[Records from a data collection]
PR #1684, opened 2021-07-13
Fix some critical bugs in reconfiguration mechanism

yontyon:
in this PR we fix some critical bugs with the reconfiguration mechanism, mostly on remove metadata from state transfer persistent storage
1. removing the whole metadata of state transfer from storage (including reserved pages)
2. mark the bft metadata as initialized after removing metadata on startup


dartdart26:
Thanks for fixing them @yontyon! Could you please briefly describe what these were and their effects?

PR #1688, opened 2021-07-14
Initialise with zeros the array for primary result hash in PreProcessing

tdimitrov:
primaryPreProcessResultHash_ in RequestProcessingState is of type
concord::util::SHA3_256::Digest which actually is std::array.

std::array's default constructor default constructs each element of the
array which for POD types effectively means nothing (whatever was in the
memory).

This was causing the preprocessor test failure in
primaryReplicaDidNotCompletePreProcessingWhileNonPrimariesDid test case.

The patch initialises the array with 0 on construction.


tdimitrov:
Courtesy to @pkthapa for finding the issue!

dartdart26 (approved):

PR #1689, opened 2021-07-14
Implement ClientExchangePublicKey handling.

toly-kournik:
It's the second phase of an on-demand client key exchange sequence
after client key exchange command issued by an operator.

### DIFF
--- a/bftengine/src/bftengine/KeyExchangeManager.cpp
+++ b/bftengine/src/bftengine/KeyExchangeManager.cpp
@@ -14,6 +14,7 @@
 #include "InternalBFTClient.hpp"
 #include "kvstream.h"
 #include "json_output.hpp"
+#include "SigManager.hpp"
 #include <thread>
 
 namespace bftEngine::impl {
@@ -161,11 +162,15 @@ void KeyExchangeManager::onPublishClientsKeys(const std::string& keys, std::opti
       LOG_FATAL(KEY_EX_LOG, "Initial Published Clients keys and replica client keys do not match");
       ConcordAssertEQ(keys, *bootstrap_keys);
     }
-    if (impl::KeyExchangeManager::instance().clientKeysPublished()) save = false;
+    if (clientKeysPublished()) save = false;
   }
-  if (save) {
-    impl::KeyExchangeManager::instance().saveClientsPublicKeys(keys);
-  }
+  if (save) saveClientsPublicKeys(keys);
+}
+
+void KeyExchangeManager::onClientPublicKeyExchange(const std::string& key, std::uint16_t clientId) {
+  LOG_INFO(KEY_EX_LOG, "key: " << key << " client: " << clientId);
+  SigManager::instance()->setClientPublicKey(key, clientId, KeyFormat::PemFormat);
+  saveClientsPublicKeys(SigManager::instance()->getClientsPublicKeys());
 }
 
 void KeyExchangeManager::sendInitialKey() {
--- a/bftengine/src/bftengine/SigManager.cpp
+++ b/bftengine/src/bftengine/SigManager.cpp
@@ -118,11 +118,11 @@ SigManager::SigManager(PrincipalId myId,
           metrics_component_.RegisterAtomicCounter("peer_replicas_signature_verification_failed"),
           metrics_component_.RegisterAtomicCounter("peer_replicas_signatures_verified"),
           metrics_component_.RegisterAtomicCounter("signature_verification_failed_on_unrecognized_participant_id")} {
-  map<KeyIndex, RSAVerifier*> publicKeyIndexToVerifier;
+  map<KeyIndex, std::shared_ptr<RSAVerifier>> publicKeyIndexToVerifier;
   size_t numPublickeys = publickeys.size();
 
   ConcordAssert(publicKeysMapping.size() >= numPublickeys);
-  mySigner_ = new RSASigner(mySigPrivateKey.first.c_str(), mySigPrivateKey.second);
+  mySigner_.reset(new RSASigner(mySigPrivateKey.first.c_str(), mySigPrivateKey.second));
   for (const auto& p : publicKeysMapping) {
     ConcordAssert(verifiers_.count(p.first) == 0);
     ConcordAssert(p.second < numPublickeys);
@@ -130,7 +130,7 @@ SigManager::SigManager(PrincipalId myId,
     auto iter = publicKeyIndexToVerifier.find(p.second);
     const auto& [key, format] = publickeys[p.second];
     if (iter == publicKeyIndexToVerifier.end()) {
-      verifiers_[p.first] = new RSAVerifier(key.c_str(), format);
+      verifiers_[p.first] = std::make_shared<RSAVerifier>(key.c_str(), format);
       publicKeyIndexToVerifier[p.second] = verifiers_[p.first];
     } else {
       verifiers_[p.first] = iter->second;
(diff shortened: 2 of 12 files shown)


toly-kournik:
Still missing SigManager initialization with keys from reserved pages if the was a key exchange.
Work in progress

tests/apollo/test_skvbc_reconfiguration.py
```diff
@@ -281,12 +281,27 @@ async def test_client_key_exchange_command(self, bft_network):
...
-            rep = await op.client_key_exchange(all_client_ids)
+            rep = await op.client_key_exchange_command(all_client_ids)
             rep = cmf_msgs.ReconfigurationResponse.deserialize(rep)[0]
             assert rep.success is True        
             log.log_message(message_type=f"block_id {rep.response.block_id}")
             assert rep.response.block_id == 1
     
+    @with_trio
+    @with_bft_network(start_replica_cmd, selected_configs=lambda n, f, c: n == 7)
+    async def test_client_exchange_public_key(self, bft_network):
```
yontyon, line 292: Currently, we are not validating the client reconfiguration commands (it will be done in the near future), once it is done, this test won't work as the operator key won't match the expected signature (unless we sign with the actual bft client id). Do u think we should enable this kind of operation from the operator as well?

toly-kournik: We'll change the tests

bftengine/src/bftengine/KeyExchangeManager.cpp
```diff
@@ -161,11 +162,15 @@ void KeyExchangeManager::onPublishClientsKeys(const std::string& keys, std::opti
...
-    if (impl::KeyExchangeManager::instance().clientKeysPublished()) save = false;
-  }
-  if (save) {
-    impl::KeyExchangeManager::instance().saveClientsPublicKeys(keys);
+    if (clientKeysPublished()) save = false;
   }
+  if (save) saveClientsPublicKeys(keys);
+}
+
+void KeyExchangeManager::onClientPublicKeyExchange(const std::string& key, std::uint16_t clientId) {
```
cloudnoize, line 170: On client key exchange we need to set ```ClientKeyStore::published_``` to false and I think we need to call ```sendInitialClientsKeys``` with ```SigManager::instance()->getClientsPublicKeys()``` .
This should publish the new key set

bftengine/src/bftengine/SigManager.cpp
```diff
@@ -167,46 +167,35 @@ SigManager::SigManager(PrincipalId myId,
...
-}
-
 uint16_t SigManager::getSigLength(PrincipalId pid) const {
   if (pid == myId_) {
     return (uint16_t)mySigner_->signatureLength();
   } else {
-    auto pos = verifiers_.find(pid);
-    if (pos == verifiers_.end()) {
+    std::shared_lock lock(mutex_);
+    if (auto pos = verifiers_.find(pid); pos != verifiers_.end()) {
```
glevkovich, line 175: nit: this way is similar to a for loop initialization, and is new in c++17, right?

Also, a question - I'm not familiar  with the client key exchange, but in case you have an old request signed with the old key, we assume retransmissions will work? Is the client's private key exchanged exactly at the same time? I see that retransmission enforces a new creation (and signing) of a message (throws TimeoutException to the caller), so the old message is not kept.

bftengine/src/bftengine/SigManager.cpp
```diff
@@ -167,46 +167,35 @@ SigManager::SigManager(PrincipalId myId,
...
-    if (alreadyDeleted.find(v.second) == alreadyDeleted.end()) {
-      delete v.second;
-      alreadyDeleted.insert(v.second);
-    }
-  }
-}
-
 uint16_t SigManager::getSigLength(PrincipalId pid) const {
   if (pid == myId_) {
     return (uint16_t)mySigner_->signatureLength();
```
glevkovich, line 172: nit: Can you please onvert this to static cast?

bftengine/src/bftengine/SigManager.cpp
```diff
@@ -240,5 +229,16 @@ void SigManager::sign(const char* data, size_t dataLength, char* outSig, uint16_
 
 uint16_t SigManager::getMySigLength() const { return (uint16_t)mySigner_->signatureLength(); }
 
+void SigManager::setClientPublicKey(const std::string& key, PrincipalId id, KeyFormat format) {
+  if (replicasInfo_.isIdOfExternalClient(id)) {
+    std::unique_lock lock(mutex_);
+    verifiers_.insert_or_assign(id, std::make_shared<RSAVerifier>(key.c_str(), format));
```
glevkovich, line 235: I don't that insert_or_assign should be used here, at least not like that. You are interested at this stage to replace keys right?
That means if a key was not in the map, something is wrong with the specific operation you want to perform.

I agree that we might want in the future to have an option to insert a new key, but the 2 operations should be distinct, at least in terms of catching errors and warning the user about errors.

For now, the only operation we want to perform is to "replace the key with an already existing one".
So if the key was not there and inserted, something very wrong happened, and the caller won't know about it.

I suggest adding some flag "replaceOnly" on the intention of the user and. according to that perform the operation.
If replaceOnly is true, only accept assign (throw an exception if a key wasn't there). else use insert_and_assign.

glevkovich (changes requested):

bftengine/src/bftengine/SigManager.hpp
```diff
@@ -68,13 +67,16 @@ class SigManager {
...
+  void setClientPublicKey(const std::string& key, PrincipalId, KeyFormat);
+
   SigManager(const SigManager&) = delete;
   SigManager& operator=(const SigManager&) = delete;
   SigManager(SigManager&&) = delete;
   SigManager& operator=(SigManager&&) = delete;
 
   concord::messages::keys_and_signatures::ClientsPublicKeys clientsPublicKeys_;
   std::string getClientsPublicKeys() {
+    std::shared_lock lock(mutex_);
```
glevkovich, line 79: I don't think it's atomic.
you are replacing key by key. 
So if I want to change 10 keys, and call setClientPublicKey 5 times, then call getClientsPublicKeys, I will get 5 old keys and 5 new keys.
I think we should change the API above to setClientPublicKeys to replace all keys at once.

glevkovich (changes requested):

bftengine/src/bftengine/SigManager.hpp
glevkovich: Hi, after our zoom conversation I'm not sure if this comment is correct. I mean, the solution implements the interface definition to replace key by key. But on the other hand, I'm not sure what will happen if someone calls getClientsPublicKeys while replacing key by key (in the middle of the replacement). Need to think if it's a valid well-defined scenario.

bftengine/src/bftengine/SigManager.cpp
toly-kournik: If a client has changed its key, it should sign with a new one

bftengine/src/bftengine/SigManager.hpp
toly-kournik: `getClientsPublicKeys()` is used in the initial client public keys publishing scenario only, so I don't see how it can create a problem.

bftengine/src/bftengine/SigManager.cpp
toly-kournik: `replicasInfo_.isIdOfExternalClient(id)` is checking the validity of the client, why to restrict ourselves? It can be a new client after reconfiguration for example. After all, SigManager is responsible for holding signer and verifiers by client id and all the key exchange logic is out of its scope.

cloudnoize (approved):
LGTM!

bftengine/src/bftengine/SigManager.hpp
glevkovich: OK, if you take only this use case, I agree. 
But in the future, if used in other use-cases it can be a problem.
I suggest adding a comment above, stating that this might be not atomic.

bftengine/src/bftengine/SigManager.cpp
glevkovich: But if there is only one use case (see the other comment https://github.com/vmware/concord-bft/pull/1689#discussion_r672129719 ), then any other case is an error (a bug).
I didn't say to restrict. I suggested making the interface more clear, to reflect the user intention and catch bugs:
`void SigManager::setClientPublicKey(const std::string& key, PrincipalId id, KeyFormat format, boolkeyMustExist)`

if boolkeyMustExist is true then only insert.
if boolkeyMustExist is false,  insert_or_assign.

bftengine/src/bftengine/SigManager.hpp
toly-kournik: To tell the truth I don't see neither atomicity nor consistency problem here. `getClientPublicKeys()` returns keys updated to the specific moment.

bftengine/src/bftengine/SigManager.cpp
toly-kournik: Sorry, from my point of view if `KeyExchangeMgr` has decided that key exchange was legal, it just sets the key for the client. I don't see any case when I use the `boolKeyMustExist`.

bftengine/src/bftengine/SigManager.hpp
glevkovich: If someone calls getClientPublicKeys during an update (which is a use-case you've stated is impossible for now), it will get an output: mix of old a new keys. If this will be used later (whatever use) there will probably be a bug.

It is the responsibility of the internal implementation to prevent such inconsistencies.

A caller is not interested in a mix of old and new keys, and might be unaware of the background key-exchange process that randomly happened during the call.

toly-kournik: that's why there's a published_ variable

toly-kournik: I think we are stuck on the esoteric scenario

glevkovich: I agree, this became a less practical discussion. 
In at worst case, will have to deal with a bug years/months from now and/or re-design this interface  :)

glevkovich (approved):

Work to complete: When the word "approved" shows up in a line of the entries, pull that line out.

Solved problem:
dartdart26 (approved):
cloudnoize (approved):
glevkovich (approved):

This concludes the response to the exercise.